• Description of the task: The output is the lines below from the one with "Add iOS examples" through the one with "keith: Adding a", both included, printed exactly and with no other line.

• Material provided:
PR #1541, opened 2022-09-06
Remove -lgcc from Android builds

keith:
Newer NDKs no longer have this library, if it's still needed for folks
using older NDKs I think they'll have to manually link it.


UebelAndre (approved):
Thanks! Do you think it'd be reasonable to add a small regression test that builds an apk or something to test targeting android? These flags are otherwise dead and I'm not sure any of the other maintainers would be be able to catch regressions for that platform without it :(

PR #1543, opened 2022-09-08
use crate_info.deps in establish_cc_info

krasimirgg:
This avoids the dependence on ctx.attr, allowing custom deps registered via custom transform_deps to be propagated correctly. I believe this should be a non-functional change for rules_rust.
--
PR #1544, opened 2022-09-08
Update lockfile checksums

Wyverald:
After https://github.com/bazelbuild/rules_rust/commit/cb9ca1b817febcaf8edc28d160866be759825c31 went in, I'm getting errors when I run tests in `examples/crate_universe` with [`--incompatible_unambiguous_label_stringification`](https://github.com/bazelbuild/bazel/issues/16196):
...
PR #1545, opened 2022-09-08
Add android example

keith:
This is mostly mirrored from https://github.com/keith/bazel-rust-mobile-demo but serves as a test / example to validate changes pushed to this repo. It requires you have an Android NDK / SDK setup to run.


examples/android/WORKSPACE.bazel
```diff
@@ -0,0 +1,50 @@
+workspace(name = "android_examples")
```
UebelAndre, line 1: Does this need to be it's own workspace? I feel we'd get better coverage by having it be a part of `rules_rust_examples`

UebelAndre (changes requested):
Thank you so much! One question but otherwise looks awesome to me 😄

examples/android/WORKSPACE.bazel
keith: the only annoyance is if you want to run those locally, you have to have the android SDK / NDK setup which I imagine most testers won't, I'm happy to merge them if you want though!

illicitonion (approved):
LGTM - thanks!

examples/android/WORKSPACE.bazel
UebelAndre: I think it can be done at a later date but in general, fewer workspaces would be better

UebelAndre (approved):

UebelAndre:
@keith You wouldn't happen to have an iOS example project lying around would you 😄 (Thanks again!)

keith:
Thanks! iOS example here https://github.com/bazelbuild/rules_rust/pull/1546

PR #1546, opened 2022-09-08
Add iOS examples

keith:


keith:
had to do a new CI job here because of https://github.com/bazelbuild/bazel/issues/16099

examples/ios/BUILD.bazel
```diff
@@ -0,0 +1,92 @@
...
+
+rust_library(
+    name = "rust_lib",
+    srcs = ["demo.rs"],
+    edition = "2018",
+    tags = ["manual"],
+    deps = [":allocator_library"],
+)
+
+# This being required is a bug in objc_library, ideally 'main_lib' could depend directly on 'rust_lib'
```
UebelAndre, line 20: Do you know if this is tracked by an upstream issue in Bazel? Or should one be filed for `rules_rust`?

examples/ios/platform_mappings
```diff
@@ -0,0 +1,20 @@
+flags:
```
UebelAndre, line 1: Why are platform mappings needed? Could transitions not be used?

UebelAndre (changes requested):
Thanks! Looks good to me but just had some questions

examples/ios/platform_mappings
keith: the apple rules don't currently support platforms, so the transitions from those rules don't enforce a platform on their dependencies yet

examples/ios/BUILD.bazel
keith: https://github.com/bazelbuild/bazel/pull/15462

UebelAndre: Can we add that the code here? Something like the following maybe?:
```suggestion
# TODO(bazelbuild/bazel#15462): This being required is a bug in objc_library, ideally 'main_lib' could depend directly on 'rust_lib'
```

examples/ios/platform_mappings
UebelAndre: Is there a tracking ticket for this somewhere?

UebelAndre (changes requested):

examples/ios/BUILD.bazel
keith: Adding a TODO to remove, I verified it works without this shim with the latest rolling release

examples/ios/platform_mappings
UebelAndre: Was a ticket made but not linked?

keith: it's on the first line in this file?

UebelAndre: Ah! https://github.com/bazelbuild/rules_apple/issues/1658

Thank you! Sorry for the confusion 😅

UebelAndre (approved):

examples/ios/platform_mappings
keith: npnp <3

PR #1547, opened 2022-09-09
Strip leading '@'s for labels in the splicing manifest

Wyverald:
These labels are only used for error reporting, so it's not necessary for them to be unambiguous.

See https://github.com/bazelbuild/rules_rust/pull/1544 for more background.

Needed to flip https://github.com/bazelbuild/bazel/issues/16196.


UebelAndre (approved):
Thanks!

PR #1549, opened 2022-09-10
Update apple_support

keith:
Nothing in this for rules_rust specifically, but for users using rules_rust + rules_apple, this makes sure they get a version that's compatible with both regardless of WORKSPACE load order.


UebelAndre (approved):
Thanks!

• Response box:
Add iOS examples

keith:


keith:
had to do a new CI job here because of https://github.com/bazelbuild/bazel/issues/16099

examples/ios/BUILD.bazel
```diff
@@ -0,0 +1,92 @@
...
+
+rust_library(
+    name = "rust_lib",
+    srcs = ["demo.rs"],
+    edition = "2018",
+    tags = ["manual"],
+    deps = [":allocator_library"],
+)
+
+# This being required is a bug in objc_library, ideally 'main_lib' could depend directly on 'rust_lib'
```
UebelAndre, line 20: Do you know if this is tracked by an upstream issue in Bazel? Or should one be filed for `rules_rust`?

examples/ios/platform_mappings
```diff
@@ -0,0 +1,20 @@
+flags:
```
UebelAndre, line 1: Why are platform mappings needed? Could transitions not be used?

UebelAndre (changes requested):
Thanks! Looks good to me but just had some questions

examples/ios/platform_mappings
keith: the apple rules don't currently support platforms, so the transitions from those rules don't enforce a platform on their dependencies yet

examples/ios/BUILD.bazel
keith: https://github.com/bazelbuild/bazel/pull/15462

UebelAndre: Can we add that the code here? Something like the following maybe?:
```suggestion
# TODO(bazelbuild/bazel#15462): This being required is a bug in objc_library, ideally 'main_lib' could depend directly on 'rust_lib'
```

examples/ios/platform_mappings
UebelAndre: Is there a tracking ticket for this somewhere?

UebelAndre (changes requested):

examples/ios/BUILD.bazel
keith: Adding a TODO to remove, I verified it works without this shim with the latest rolling release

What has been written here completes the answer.